Ameliorative Effect of Dabigatran on CFA-Induced Rheumatoid Arthritis via Modulating Kallikrein-Kinin System in Rats

Abstract

Rheumatoid arthritis is an autoimmune disease that affects joints, leading to swelling, inflammation, and dysfunction in the joints. Recently, research efforts have been focused on finding novel curative approaches for rheumatoid arthritis, as current therapies are associated with adverse effects. Here, we examined the effectiveness of dabigatran, the antithrombotic agent, in treating complete Freund's adjuvant (CFA)-induced arthritis in rats.
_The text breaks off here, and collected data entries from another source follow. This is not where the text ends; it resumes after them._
PR #815, opened 2021-09-15
add option to create a service account and specify a default user id in securityContext

AndreZiviani:
I had two problems trying to use `avhq` in AWS EKS:
- Lack of `ServiceAccount` in the helm chart
- The container was running with the `akhq` user (uid=1000 gid=1000) but it wasn't specified in the `securityContext` so AWS created the token file with strict permissions (only the root user could read it)

This PR adds an option to automatically create the `ServiceAccount` and specify some options in the `securitContext` by default

### DIFF
--- a/helm/akhq/Chart.yaml
+++ b/helm/akhq/Chart.yaml
@@ -2,7 +2,7 @@ apiVersion: v1
 appVersion: "0.18.0"
 description: Kafka GUI for Apache Kafka to manage topics, topics data, consumers group, schema registry, connect and more...
 name: akhq
-version: 0.2.2
+version: 0.2.3
 keywords:
   - kafka
   - confluent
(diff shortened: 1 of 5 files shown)


tchiotludo (changes requested):
Can you use the standard way to handle service for a better readability please ? 

```yaml 
serviceAccountName: {{ include "bla.serviceAccountName" . }}

{{/*
Create the name of the service account to use
*/}}
{{- define "bla.serviceAccountName" -}}
{{- if .Values.serviceAccount.create }}
{{- default (include "bla.fullname" .) .Values.serviceAccount.name }}
{{- else }}
{{- default "default" .Values.serviceAccount.name }}
{{- end }}
{{- end }}
```
if the user input `serviceAccountName` & `serviceAccountCreate` the yaml will be invalid

AndreZiviani:
@tchiotludo can you please review the changes?

Issue #833, opened 2021-09-29
Decode Avro messages without schema id


bgranvea:
I have a topic containing Avro messages without schema metadata. I would like to be able to display them in akhq but I can't modify the producer. All messages in this topic follow the same schema.

As far as I can tell, this is not possible today to configure a topic=>schema id mapping (or maybe topic => schema without using schema registry at all).

This feature was discussed in #181 but finally the need was for serialization and deserialization was never implemented. Is that right?

tchiotludo:
Yes it's right, this was never done for now. 
The whole logic is [here](https://github.com/tchiotludo/akhq/blob/dev/src/main/java/org/akhq/models/Record.java) and specially [here](https://github.com/tchiotludo/akhq/blob/dev/src/main/java/org/akhq/models/Record.java#L186), if no schema is found, you can try to detect that message is an avro, and convert it to `GenericAvro` and call : 
```java
                GenericRecord record = (GenericRecord) toType;
                return avroToJsonSerializer.toJson(record);
```
 in order to have a json and it's done :smile: 

a PR is welcome on that

bgranvea:
> Yes it's right, this was never done for now. The whole logic is [here](https://github.com/tchiotludo/akhq/blob/dev/src/main/java/org/akhq/models/Record.java) and specially [here](https://github.com/tchiotludo/akhq/blob/dev/src/main/java/org/akhq/models/Record.java#L186), if no schema is found, you can try to detect that message is an avro, and convert it to `GenericAvro` and call :

just to be sure that I have understood correctly: I'm not an Avro specialist but from what I understand, I need to have a schema to decode the message. 

My idea was to configure some topic=>schema mappings, just like `ProtobufToJsonDeserializer`. In `Record`, if no schemaId is embedded in message, I look at these mappings and if I find a match, I try to decode the message with this schema.

tchiotludo:
ahh ok :smile: 
I don't understand, I think the schema was embed in the message (a normal avro is a binary file that contains in header the schema, and in the body the data). 
In your case, the schema was not in the message ? are you sure ? 
If not, the mapping is only a duplication off the worker of protobuf effectively

PR #843, opened 2021-10-05
Custom deserializer for avro raw format

bgranvea:
This PR implements #833. 

It allows the decoding of Avro raw binary format, with a mapping configuration similar to what already exists for Protobuf, for example:

```
        akhq:
          connections:
            my-cluster:
              deserialization:
                avro-raw:
                  schemas-folder: "/app/avro_schemas"
                  topics-mapping:
                    - topic-regex: "data.*"
                      value-schema-file: "Schema.avsc"
```

A couple of remarks regarding this PR:
- it only addresses Avro "raw" binary format, that is objects encoded with low-level `DatumWriter` (no header), which is my use case. It could be extended to support single-object encoding (https://avro.apache.org/docs/current/spec.html#single_object_encoding) and it could also be interesting to decode object container files (https://avro.apache.org/docs/current/spec.html#Object+Container+Files) which embed the schema
- there is no support for schema referencing another schemas
- I'm not a Gradle specialist but I didn't manage to have Avro schemas used for unit tests that are compiled by Gradle Avro plugin as well as also packaged as resources, so I ended up duplicating the files...
- I modified `AvroDeserializer` so that displayed JSON keeps the same field order than Avro schema. This is convenient for unit tests and I think it is also for the user

### DIFF
--- a/src/main/java/org/akhq/configs/AvroTopicsMapping.java
+++ b/src/main/java/org/akhq/configs/AvroTopicsMapping.java
@@ -1,0 +1,14 @@
+package org.akhq.configs;
+
+import lombok.AllArgsConstructor;
+import lombok.Data;
+import lombok.NoArgsConstructor;
+
+@Data
+@AllArgsConstructor
+@NoArgsConstructor
+public class AvroTopicsMapping {
+    String topicRegex;
+    String keySchemaFile;
+    String valueSchemaFile;
+}
--- a/src/main/java/org/akhq/configs/Connection.java
+++ b/src/main/java/org/akhq/configs/Connection.java
@@ -18,7 +18,7 @@ import java.util.Map;
 public class Connection extends AbstractProperties {
     SchemaRegistry schemaRegistry;
     List<Connect> connect;
-    ProtobufDeserializationTopicsMapping deserialization;
+    Deserialization deserialization;
     UiOptions uiOptions = new UiOptions();
 
     public Connection(@Parameter String name) {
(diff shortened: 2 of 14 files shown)


bgranvea:
Sorry for that, it was difficult to setup my dev environment, unit tests don't seem to work at all on Windows (some weird Kafka errors), I finally managed to get it work with WSL.

I fixed most of the unit tests, but there is still one failing test. I don't understand because I have the same error when I switch to the dev branch so this doesn't seem to be related to my PR. Any idea?

```
  org.akhq.controllers.SchemaControllerTest

    ✔ deleteNotExistApi()
    ✔ crud()
    ✘ listApi()

      org.opentest4j.AssertionFailedError: expected: <5> but was: <3>
          at org.junit.jupiter.api.AssertionUtils.fail(AssertionUtils.java:55)
          at org.junit.jupiter.api.AssertionUtils.failNotEqual(AssertionUtils.java:62)
          at org.junit.jupiter.api.AssertEquals.assertEquals(AssertEquals.java:150)
          at org.junit.jupiter.api.AssertEquals.assertEquals(AssertEquals.java:145)
          at org.junit.jupiter.api.Assertions.assertEquals(Assertions.java:510)
          at org.akhq.controllers.SchemaControllerTest.listApi(SchemaControllerTest.java:35)
```

I also noticed this in Record:

```
    @JsonIgnore
    private SchemaRegistryClient client;

    private ProtobufToJsonDeserializer protobufToJsonDeserializer;
```

Shouldn't this field also be annotated with `JsonIgnore`?

PR #856, opened 2021-10-15
Display __consumer_offsets contents

### LINKED ISSUE #654: Handle special topic like Schema Registry and __consumer_offsets and display data
Hello, 

I think I find a strange behavior in the topic list records. When I want to read the __consumer_offsets topic, the consumer tries to use the Schema Registry to deserialize key and values (probably because both is in a binary format ?) 

This behavior results in many calls on the Registry, with 404 response because the id used to get the schema doesn't exist (obviously) 

I think I can fix it, it's just to know if you are already anything in progress about this :) 

Have a nice day !

timtebeek:
Fixes #654

### DIFF
--- a/src/main/java/org/akhq/models/Record.java
+++ b/src/main/java/org/akhq/models/Record.java
@@ -192,9 +192,25 @@ public class Record {
             }
         } else if (topic.isInternalTopic() && topic.getName().equals("__consumer_offsets")) {
             if (isKey) {
-                return GroupMetadataManager.readMessageKey(ByteBuffer.wrap(payload)).toString();
+                try {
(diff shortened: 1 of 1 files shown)


tchiotludo:
also added __transaction_state topic since we are loading the class needed :=)

timtebeek:
Hmm; the returned `OffsetAndMetadata` class does not expose any getters for the JSON serializer to use, so you'd see an empty Object. We could:
1. Leave it as is
2. Map OffsetAndMetadata fields into a Map
3. Map OffsetAndMetadata to a DTO with getters

I'd lean towards option 1 or 2, especially since this is all quite exceptional handling for special topics.

PR #899, opened 2021-11-02
Add Vodeno as akhq user

karolcienkosz:
As kafka administrator at Vodeno I admit that we use akhq and we love it! I'm adding us as an official user.


tchiotludo:
Thanks :+1:

PR #905, opened 2021-11-12
fix: Take into account default topic configuration during topic creation

### LINKED ISSUE #821: Topics options are not taken into account
Using AKHQ v 0.18.0.

It seems that topics options are not taken into account.

Here is my configuration:

```yaml
akhq:
  topic:
    partition: 12
    replication: 3
    retention: 1209600000
```

But in the UI, I still got default values when creating a new topic.

Am I missing something ?

Thank for your support,

  Cédric

Thomas-Dangleterre:
Fixes #821.

I created it as a draft because I wanna know if it's okay for you @tchiotludo before carrying on (adding tests...)

Regards


tchiotludo:
Hi, 
Seems to be ok for myself.
Please just add some unit test on the new endpoint and rename the route to `("api/topic/defaults-configs")`
Thanks 👍

Thomas-Dangleterre:
Done :) 

Thanks

Issue #810, opened 2021-09-10
IAM MSK support


tooptoop4:
Support for https://docs.aws.amazon.com/msk/latest/developerguide/iam-access-control.html

tchiotludo:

Subcutaneous injection of a single 0.3 mL dosage of CFA into the rat's hind leg planter surface resulted in articular surface deformities, reduced cartilage thickness, loss of intercellular matrix, and inflammatory cell infiltration. There were also increased levels of the Anti-cyclic citrullinated peptide antibody (ACPA), oxidative stress, and tissue Receptor activator of nuclear factor-kappa B ligand (RANKL). Proteins of the kallikrein-kinin system (KKS) were also elevated. The inhibitory effects of dabigatran on thrombin led to a subsequent inhibition of KKS and reduced Toll-like receptor 4 (TLR4) expression. These effects also decreased RANKL levels and showed anti-inflammatory and antioxidant effects. Therefore, dabigatran could be a novel therapeutic strategy for arthritis.

Keywords: ACPA; Bradykinin; Kallikrein-Kinin system; RANKL; dabigatran; rheumatoid arthritis.

Figure 1

Histopathology. Photomicrographs of (a–c) knee joint samples of normal healthy rats showing well-organized intact chondrocytes inside lacuna (black arrow) in the presence of obvious demarcation between non-calcified and calcified zones (arrowhead); (d–f) knee joint sample of normal rats treated with dabigatran showing no anomalies; (g–i) knee joint samples of CFA-treated rats showing significant inflammatory cell infiltrates (yellow arrow) with a significant decrease in articular cartilage thickness; (j–l) knee joint samples of arthritic group treated with low dose of dabigatran showing minimized articular surface erosions and replacement with fibrous tissue (yellow arrow) with higher chondrogenic activity (black arrow); (m–o) knee joint samples of arthritic group treated with higher dose of dabigatran showing minor articular surface irregularities (yellow arrow), significant thickness recovery of articular cartilage (arrowhead), and the presence of mature chondrocytes all over articular surfaces (black arrow).

Figure 2

Effects of Dabigatran on serum ACPA and MDA levels. ELISA of serum ACPA levels (a), and MDA levels (b) in different groups as described in methods section. Not significant (ns); * p ≤ 0.05; **** p ≤ 0.0001, (n = 8).

Figure 3

Immunoblot analysis of tissue biomarkers. (a) Immunoblots of Kallikrein-1, LMW kininogen-1, Bradykinin RB2, and beta-Actin as a loading control. (b) Chemiluminescent analysis of band intensities of Kallikrein-1 in (a). (c) Chemiluminescent analysis of band intensities of LMW kininogen-1 in (a). (d) Chemiluminescent analysis of band intensities of Bradykinin RB2 in (a). (e) Heatmap depicting trend of changes in tissue biomarkers analyzed by immunoblots in (a). Not significant (ns); * p ≤ 0.05; ** p ≤ 0.01; *** p ≤ 0.001; **** p ≤ 0.0001, (n = 8).

Figure 4

Effects of Dabigatran on RANKL and TLR4 expression. qPCR analysis of tissue RANKL (a), and TLR4 levels (b) in different groups as described in methods section. ** p ≤ 0.01; **** p ≤ 0.0001, (n = 8).

Figure 5

Immunoblot analysis of tissue Collagen. (a) Immunoblots of Collagen-1 and beta-Actin as a loading control. (b) Chemiluminescent analysis of band intensities of Collagen-1 in (a). * p ≤ 0.05; **** p ≤ 0.0001, (n = 8).

Figure 6

Schematic illustration summarizing the anti-inflammatory/antiarthritic roles of Dabigatran.